Il faut Maîtriser la démographie pour maîtriser le réchaufement climatique, pour Jean-Marc Jancovici le 10 mai 2019 « Nous sommes en décroissance énergétique »

, par christophe Juppin

Jean-Marc Jancovici, spécialiste des questions énergétiques et climatiques et président du think tank The Shift Project, fait le point sur les indispensables arbitrages qui s’imposent. Interrogé sur sa vision, Jean-Marc Jancovici affirme dans le magazine Socialter : « Tout ce qui permet aux pays de maîtriser leur démographie est une bonne idée, car cela amortit les efforts à fournir sur tous les autres plans. » Enfin quelqu’un qui s’attelle à une réflexion sur le sujet de la démographie.

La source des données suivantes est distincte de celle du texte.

PR #4089, opened 2026-06-08
[CMSDS-4090] Adds a skill for CMSDS component implementation

tamara-corbalt:
## Summary

- Adds the CMS Design System's first skill to assist with component implementation.
[Jira ticket](https://jira.cms.gov/browse/CMSDS-4090)

Skills follow the structure described in [Anthropic's documentation](https://resources.anthropic.com/hubfs/The-Complete-Guide-to-Building-Skill-for-Claude.pdf):

```text
skills/
  my-cool-skill/
    SKILL.md
    references/
      additional Markdown files loaded as needed
```

The YAML frontmatter in `SKILL.md` is especially important:

- `name` must be kebab-case and match the skill directory name.
- `description` should clearly describe the skill and include trigger phrases that help invoke it.

During skill discovery, only the frontmatter of SKILL.md is loaded. When a trigger phrase matches, the body of `SKILL.md` is loaded, and any referenced supporting documents are loaded on demand.

To keep the main skill concise, Healthcare and Medicare guidance has been separated into supporting documents under `references/`. I didn't do this for CMSgov since there are no CMSgov-specific components yet.

## How to test

1. Run `npm run start`
2. Navigate to: http://localhost:8000/cms-design-system-skills.zip
 3. Download the ZIP file and verify that it contains the expected skill directory and all supporting files under `references/`.

## Checklist


derek-cmsds (commented):
Two notes:

1. Do we foresee a need for people to only download a specific skill? It looks like right now, the zip file bundles up _all_ skills in the `skills` folder. That currently only includes one skill, but I believe others are soon to follow.
2. How do we feel about posting a zip file on the production server and asking our users to download and unzip it? Is this the common way to distribute skills? Do we need CMS permission to host this type of file? (I recall us getting attention for distributing `llms.txt` files.) @jack-ryan-nava-pbc, do you have an opinion on this?

packages/docs/package.json
```diff
@@ -9,6 +9,7 @@
   "scripts": {
     "copyThemes": "copyfiles -u 4 ../design-system-tokens/dist/css-vars/*-theme.css ./static/themes/",
     "build": "npm run copyThemes && gatsby build",
+    "build:skills-zip": "node ./scripts/skills/build-skills-zip.mjs",
```
jack-ryan-nava-pbc, line 12: So is the idea that we'll run this as a separate step from the main build process in CI? Just curious about the plan to wire this command up.

packages/docs/skills/implement-cmsds-react-components/SKILL.md
```diff
@@ -0,0 +1,31 @@
+---
+name: implement-cmsds-react-components
```
jack-ryan-nava-pbc, line 2: Will we want to extend this skill to support our Web Components as well? Or do you think that would be best served by a wholly separate skill?

packages/docs/skills/implement-cmsds-react-components/SKILL.md
```diff
@@ -0,0 +1,31 @@
...
+description: Implements, modifies, and troubleshoots CMS Design System (CMSDS) React components. Use when users ask for "CMSDS component guidance", "implement a CMSDS component", or "fix CMSDS component usage".
```
jack-ryan-nava-pbc, line 3: Do we think folks are gonna say "CMSDS" in their prompts? I guess we can start with this language, get some feedback and iterate. I'm just curious about how natural this description is compared to actual user prompts.

jack-ryan-nava-pbc (approved):
Looks good! Just questions. I'm very interested to see how this goes...

jack-ryan-nava-pbc:
> Two notes:
> 
> 1. Do we foresee a need for people to only download a specific skill? It looks like right now, the zip file bundles up _all_ skills in the `skills` folder. That currently only includes one skill, but I believe others are soon to follow.
> 2. How do we feel about posting a zip file on the production server and asking our users to download and unzip it? Is this the common way to distribute skills? Do we need CMS permission to host this type of file? (I recall us getting attention for distributing `llms.txt` files.) @jack-ryan-nava-pbc, do you have an opinion on this?

Since we control the server that hosts these files, I think we're ok but let's double check. I think our procedure will be: push to dev site, solicit feedback on the installation pattern & ask for security review on the Dev site. The reason I'm not _super_ worried is that we distribute .zips via our Github repo, and granted it's not a .gov domain, but it's still our property. 

I think getting something on the dev site for security to actually touch and work with will get us the answer we need.

I think we collected the alternative distribution patterns in confluence, but I can enumerate them here:
1. Doc Site
2. CDN
3. NPM Package - this could make a lot more sense to have a separate directory if we have lots of skills.

packages/docs/skills/implement-cmsds-react-components/SKILL.md
tamara-corbalt: Yes great question! I thought about this a bit.

Personally, I'd rather offer a dedicated Web Components skill than extend this one to include web components. I think keeping the scope of each skill tightly focused is the right approach, at least for now.

As it is, this skill is already fairly complicated in that it has to explain the relationship between the core design system and the theme-specific packages, including components that wrap other components from the core package. Adding the web component/Preact layer on top of that feels like a separate concern and would significantly complicate the logic for directing the agent to the appropriate guidance.

packages/docs/skills/implement-cmsds-react-components/SKILL.md
tamara-corbalt: Yes! ok, so my thinking here was that some downstream applications may have their own component libraries or skills. Including "CMSDS" in the trigger phrases should help the agent more confidently load _this_ skill instead of some more generic skill they might have in their environment. We can always adjust these triggers if folks find them unwieldy or the CMSDS prefix proves unnecessary.

I also think we'll want to make these trigger phrases explicit in our guidance on the docs site.

packages/docs/skills/implement-cmsds-react-components/SKILL.md
jack-ryan-nava-pbc: This sounds good to me! Thanks for clarifying!

packages/docs/skills/implement-cmsds-react-components/SKILL.md
jack-ryan-nava-pbc: That seems fair and reasonable.

packages/docs/package.json
tamara-corbalt: So I thought about this too, but my intention was for this to be a utility command to regenerate the skills zip (and commit the updated artifact) when the skills change, not necessarily a step in the normal build process. It would probably be helpful to document that in a README so folks know what it's for. I'm going to add that.

tamara-corbalt:
> > Two notes:
> > 
> > 1. Do we foresee a need for people to only download a specific skill? It looks like right now, the zip file bundles up _all_ skills in the `skills` folder. That currently only includes one skill, but I believe others are soon to follow.
> > 2. How do we feel about posting a zip file on the production server and asking our users to download and unzip it? Is this the common way to distribute skills? Do we need CMS permission to host this type of file? (I recall us getting attention for distributing `llms.txt` files.) @jack-ryan-nava-pbc, do you have an opinion on this?
> 
> Since we control the server that hosts these files, I think we're ok but let's double check. I think our procedure will be: push to dev site, solicit feedback on the installation pattern & ask for security review on the Dev site. The reason I'm not _super_ worried is that we distribute .zips via our Github repo, and granted it's not a .gov domain, but it's still our property.
> 
> I think getting something on the dev site for security to actually touch and work with will get us the answer we need.
> 
> I think we collected the alternative distribution patterns in confluence, but I can enumerate them here:
> 
> 1. Doc Site
> 2. CDN
> 3. NPM Package - this could make a lot more sense to have a separate directory if we have lots of skills.

- @derek-cmsds - Yes we we do have plans to add another skill in the coming weeks. I think for now though, it makes sense to keep them bundled in one place. 
- @jack-ryan-nava-pbc - I think pushing the skills zip to the Dev site and requesting security review makes sense. Added this ticket: https://jira.cms.gov/browse/CMSDS-4121

derek-cmsds (approved):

Jean-Marc Jancovici voit un peu l’accès à l’énergie dans le monde futur comme le monde de Mad Max, avec une compétition pour la ressource qui risque de ne pas être très « tranquille ». Par ailleurs, il n’y a rien de local dans l’éolienne et le panneau solaire. A-t-on en France le cuivre, l’acier, le charbon pour faire les panneaux solaires. Non. Le panneau solaire est une commodité mondiale. Seule l’énergie solaire est locale, disponible partout. Dans un monde où les ressources vont se contracter, le nucléaire est un amortisseur de la contraction. Il permet de se faire moins mal au moment de la descente.

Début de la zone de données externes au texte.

PR #4119, opened 2026-06-25
[CMSDS-4119] Guard ds-tabs parseChildren against undefined and non-element nodes

### LINKED ISSUE #4093: [Bug:] Tabs cannot be used in an Angular project
### Describe the Bug

I am wrapping Design System components in Angular Directives for use in a project. Attempting to use ds-tabs and ds-tab-panel results in one or two exceptions being thrown which prevents the tabs from rendering properly. From inspecting the code (ds-tabs.tsx), I believe the following changes to the parseChildren() function would help:
1. Depending on timing, the function may be called with nodes being undefined. A falsy check at the top would prevent the exception from the map call.
2. Inside the map function, it is possible for element to be undefined, since Angular inserts comment nodes. Ignoring these would prevent the exception from the subsequent attributes check.

### To reproduce

1. Using the existing Angular example, create simple Angular Directives wrapping the ds-tabs and ds-tab-panel selectors (I cannot attach files so I have pasted some code here).
2. In the app.component.html template, insert a <ds-tabs> block, using a for block to add ds-tab-panel elements.
3. Run the example app.
4. Observe the console - you will observe either "TypeError: Cannot read properties of undefined (reading 'map')" or "TypeError: Cannot read properties of null (reading 'props')".

```
import { Directive, input, output } from '@angular/core';

@Directive({
  selector: 'ds-tabs',
  host: {
    '[attr.defaultSelectedId]': 'initialTab()',
    '(ds-change)': 'onChange($event)',
  },
})
export class CmsDsTabsDirective {
  readonly initialTab = input<string>();
  readonly tabChanged = output<Event>();

  onChange(event: Event): void {
    this.tabChanged.emit(event);
  }
}
```
```
import { Directive, input } from '@angular/core';

@Directive({
  selector: 'ds-tab-panel',
  host: {
    '[attr.id]': 'tabId()',
    '[attr.tab]': 'tabLabel()',
  },
})
export class CmsDsTabPanelDirective {
  tabId = input.required<string>();
  tabLabel = input.required<string>();
}

```

### Expected behavior

No exceptions thrown.

### Severity/Impact

Low: Nice to have/UX improvement suggestion

### Desktop Operating System

Windows 11

### Desktop Browser Name

Chrome

### Desktop Browser Version

149.0.7827.102

### Device

_No response_

### Mobile Operating System

_No response_

### Mobile Browser Name

_No response_

### Mobile Browser Version

_No response_

### Additional context

_No response_

### Codebase/Repository URL

_No response_

### Design System Version

18.0.0

_No response_

### Team Name

_No response_

arpitjain099:
## Summary

- Closes #4093

`parseChildren` in the `ds-tabs` web component crashes in two ways when the component is driven by another framework. The issue reports it from Angular directives, but the root cause is generic.

First, depending on render timing the function can be called before children exist, so `nodes` is `undefined` and `nodes.map(...)` throws `TypeError: Cannot read properties of undefined (reading 'map')`. I reproduced this in the unit tests (rendering `ds-tabs` with no children) and confirmed the same TypeError before the fix.

Second, frameworks such as Angular insert comment/text nodes alongside the real panels. Those nodes have no `props`, so the existing `element.props` access throws. I could not actually trigger this one inside the Jest harness because Preact's JSX runtime filters out `null`/non-element children before they reach `parseChildren`, so the test for it exercises the happy path rather than the bad branch. The guard is there defensively for the real custom-element DOM path the issue describes, where those comment nodes do reach the function. Calling that out honestly rather than claiming a reproduction.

Quelle est votre cohérence à vous ? A quoi ressemblerait potentiellement une société qui trouverait son point d’équilibre dans un monde contraint ? Serait-elle proto industrielle, pré-industrielle, année 50 ?

C’est très difficile à savoir. Plutôt que d’imaginer le niveau de vie à l’arrivée, je préfère imaginer la dynamique. Le premier point est de limiter dès que nous pouvons la croissance démographique . Dans l’aide au développement, tout ce qui permet aux pays de maîtriser leur démographie est une bonne idée, car cela amortit les efforts à fournir sur tous les autres plans. Trois leviers : l’éducation des femmes, l’accès aux moyens de contraception, et les systèmes de retraite.

Dans les pays occidentaux, il y a un premier moyen de réguler la population de façon raisonnablement indolore : ne pas mettre tout en œuvre pour faire survivre les personnes âgées malades, à l’image du système anglais qui ne pratique, par exemple, plus de greffe d’organes pour les personnes de plus de 65 ou 70 ans. On en revient à ce que disait Georges-Roegen : tous les moyens qu’on va dépenser pour faire vivre de vieilles personnes dans de très mauvaises conditions, c’est autant de moyens que vous ne mettez pas à disposition des jeunes pour trouver leur place dans un monde plus contraint. C’est un peu brutal, mais ça me paraît être un moindre mal par rapport aux autres modes de régulation que nous avons connus : la famine, la maladie, et le conflit en ce qu’il augmente la maladie et la famine.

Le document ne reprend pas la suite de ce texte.